MATERIALS PROVIDED
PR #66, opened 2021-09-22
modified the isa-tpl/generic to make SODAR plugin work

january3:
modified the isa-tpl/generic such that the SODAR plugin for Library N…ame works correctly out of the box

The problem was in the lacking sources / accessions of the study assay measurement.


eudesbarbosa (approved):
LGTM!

WHAT YOU WILL DO
Could you retype every record above exactly as given?

REPLY TO THE TASK
PR #66, opened 2021-09-22
modified the isa-tpl/generic to make SODAR plugin work

january3:
modified the isa-tpl/generic such that the SODAR plugin for Library N…ame works correctly out of the box

The problem was in the lacking sources / accessions of the study assay measurement.


eudesbarbosa (approved):
LGTM!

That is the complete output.